Saturday, January 5, 2008

Uh...bad start for the year.

I was travelling - in the East Coast, in frigid winter - hence couldn't pen down my thoughts after Thursday market close.

This week has been as bad as it could be! On top of the ISM data and oil price shock early this week, job data which came in on Friday confirmed every one's worst fears. 5% joblessness rates and a mere 18,000 addition in December (as against an average 110,000+ in normal times!) REALLY confirms economic slow down. On top of this, we had bad news from every end - National City cutting 800 more jobs, another prominent CEO quitting (State Street Global Advisors), Retail layoffs, projected lay offs in MER and C.

Enough is enough (was that Mike Huckabee's or John Edwards's - both speak the same hardline tone anyway!). C'mon, it cannot be that bad. It's hard to think that en economy cruising at 4.9% annual growth rate in 1 quarter falls to deep recession the next. It's the market over-racting, typical of a period when people realize growth wont be as rosy as it was for the past 10 or 12 quarters. Biggest losers...the usual suspects - Retail, Home construction, automobiles & worst of all, Financial Services.

C, WB, JPM, MER, GS (!) all pummelled. I would say it's time to ENTER some of these stocks provided you're patient to wait. This sector is set for serious rebound once the market gets its bearings right.

As a hedge, keep equal bets on a mix of the following: Quasi-sovereign income/bond funds, Large-cap pharma, Staple consumer (KO, MO, JNJ).

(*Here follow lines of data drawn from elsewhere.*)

PR #137, opened 2023-02-07
[sailjail-permissions] Make translation order reproducible. Fixes JB#60107

mlehtima:


pvuorela (approved):

tools/generate_translation_strings.py
```diff
@@ -65,8 +65,8 @@ def __str__(self):
 
 def generate(translations):
     print("/* Generated dummy file, do not edit */")
-    for file in filter(lambda name: name.endswith(".permission") or name.endswith(".profile"),
-                       os.listdir(translations)):
+    for file in sorted(list(filter(lambda name: name.endswith(".permission") or name.endswith(".profile"),
```
Tomin1, line 68: I don't think `sorted()` requires list type. It takes iterable, so `list()` call is redundant.

Also update indentation on the line below to match `filter()`'s new position.

mlehtima: Fixed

Always remember - rain or shine, you place your bets right and smart!

2 comments:

Anonymous said...

Witrh clear signs of joblessness increasing and manufacturing declining, I am surprised that you are still bullich on this economy.

Coming to my own selfish point, I have a lot of WBs at 41. Should I exit or hold? Do you think its wise to average out and lower my purchase price?

Pro @ markets said...

I do agree indicators look bullish - but the economy has more strength that it seems now. Hold on and you will see some stability in 1-2 months...it will be a long slow down period though.

WB - I know you are worried with it at 35-36 now. I would recommend strongly that you HOLD - ready for a 12-month holding period. If you are not brave enough to leave it unhedged, hedge it with some investment in medium-long term highgrade corporate/sovereign bonds & staple consumer stocks.